Thread: Point set proof

Show that if M is a point set and there is a point p which is the first point to the right of M, then p is a limit point of M.

Definition: If M is a point set and p is a point, the statement that p is a limit point of the point set M means that every open interval containing p contains a point of M different from p.

Definition: P is the first point to the right of the point set M means that p is greater than every point of M and if q is a point less than p, then q is not greater than every point of M.

Axiom: If p and q are two distinct points then there is a point between them, for example, (p+q)/2.

Originally Posted by spikedpunch

Help please!
Show that if M is a point set and there is a point p which is the first point to the right of M, then p is a limit point of M.

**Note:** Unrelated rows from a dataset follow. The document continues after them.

Issue #906, opened 2024-02-05
Workspace quirks and improvements


erri120:
A list of minor bugs, glitches, quirks, and general areas for improvements.

- [ ] Items in the tab header sometimes glitch out and become invisible. This is especially noticeable when resizing the panels.
- [ ] Items in the tab header stay invisible after resizing.
- [ ] The list of "Add Panel" buttons gets cleared whenever the state changes. The Views can be recycled instead.
- [ ] The `ComboBox` containing the "Add Panel" buttons will load the Views for the buttons when you open the drop-down menu. This is jarring for users and make the App feel laggy. If we recycle the Views, then only the initial opening of the drop-down menu will feel slower than usual. There are probably some ways to optimize this for a smoother experience.

LukeNexusMods:
@captainsandypants

PR #1037, opened 2024-03-06
Reorder grid states

erri120:
Part of #906.

Fixes the order in which the possible grid states are generated. Now, we prioritize and put the primary action first, rather than last, depending on the orientation.

### DIFF
--- a/src/NexusMods.App.UI/WorkspaceSystem/GridUtils.cs
+++ b/src/NexusMods.App.UI/WorkspaceSystem/GridUtils.cs
@@ -66,8 +66,8 @@ public static class GridUtils
         int maxColumns,
         int maxRows)
     {
-        var res1 = new List<WorkspaceGridState>();
-        var res2 = new List<WorkspaceGridState>();
+        var step1Res = new List<WorkspaceGridState>();
+        var step2Res = new List<WorkspaceGridState>();
 
         var (columnCount, maxRowCount) = currentState.CountColumns();
 
@@ -87,8 +87,8 @@ public static class GridUtils
             {
                 foreach (var panelToSplit in rows)
                 {
-                    res1.Add(SplitPanelInHalf(currentState, panelToSplit, splitVertically: false, inverse: false));
-                    res1.Add(SplitPanelInHalf(currentState, panelToSplit, splitVertically: false, inverse: true));
+                    step1Res.Add(SplitPanelInHalf(currentState, panelToSplit, splitVertically: false, inverse: false));
+                    step1Res.Add(SplitPanelInHalf(currentState, panelToSplit, splitVertically: false, inverse: true));
                 }
             }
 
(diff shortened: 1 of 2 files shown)


src/NexusMods.App.UI/WorkspaceSystem/GridUtils.cs
```diff
@@ -85,8 +87,8 @@ internal static bool IsPerfectGrid(WorkspaceGridState gridState)
             {
                 foreach (var panelToSplit in rows)
                 {
-                    res.Add(SplitPanelInHalf(currentState, panelToSplit, splitVertically: false, inverse: false));
-                    res.Add(SplitPanelInHalf(currentState, panelToSplit, splitVertically: false, inverse: true));
+                    res1.Add(SplitPanelInHalf(currentState, panelToSplit, splitVertically: false, inverse: false));
+                    res1.Add(SplitPanelInHalf(currentState, panelToSplit, splitVertically: false, inverse: true));
```
Al12rs, line 91: So I tested this and works great when you have a single panel.
If you have two panels side by side, then it offers to split the first panel on the left horizontally first, instead of offering the right most panel first, which I think would be more desirable.

I think it can be fixed by populating a list of lists in this While loop, and then inverting the order of the parent list. So the left panel split results are presented first.

Al12rs: This is my test code for reference:
```csharp
        var newRowsList = new List<List<WorkspaceGridState>>();
        while (columnEnumerator.MoveNext(rowBuffer))
        {
            var column = columnEnumerator.Current;
            var rows = column.Rows;
            
            var newRows = new List<WorkspaceGridState>();
            
            // NOTE(erri120): In a horizontal layout, the rows can move independent of rows in other columns.
            if (rows.Length != maxRows)
            {
                foreach (var panelToSplit in rows)
                {
                    newRows.Add(SplitPanelInHalf(currentState, panelToSplit, splitVertically: false, inverse: false));
                    newRows.Add(SplitPanelInHalf(currentState, panelToSplit, splitVertically: false, inverse: true));
                }
            }

            // NOTE(erri120): If these conditions are met, we can split all rows of the current column in half
            // to create a new column. Note that this requires knowing the current amount of columns, so two
            // iterations are required (that's what CountColumns does).
            if (rows.Length > 1 && columnCount != maxColumns)
            {
                newRows.Add(AddColumn(currentState, column.Info, rows, inverse: false));
                newRows.Add(AddColumn(currentState, column.Info, rows, inverse: true));
            }
            newRowsList.Add(newRows);
        }

        res1.AddRange(Enumerable.Reverse(newRowsList).SelectMany(x => x));
```

erri120: The same can be achieved using a simpler LINQ chain:

```csharp
step1Res = step1Res.Chunk(size: 2).Reverse().SelectMany(x => x).ToList();
```

erri120:
# Horizontal

erri120:
# Vertical

Al12rs:
That good to me, Great work!

Al12rs (approved):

We really cannot help you unless you give us a lot more information about the axioms and definitions used in your course. If I had to guess, I would say that this is from a set of notes based on class notes given a long time ago by R L Moore or one of his students.
For example: What does the first point to the right of M mean?
If my guess is correct, then it would imply that each region that contains p must contain a point of M distinct from p. Otherwise p would not be the first point to the right of M. That is enough to make p a limit point of M.

But you see that is just a wild guess as to what the terms mean.
So you are going to have to fill a great many more details to get any meaningful help.

Added definitions and axiom

Originally Posted by spikedpunch

Added definitions and axiom

Region equals open interval.
Then the outlined proof I gave above works.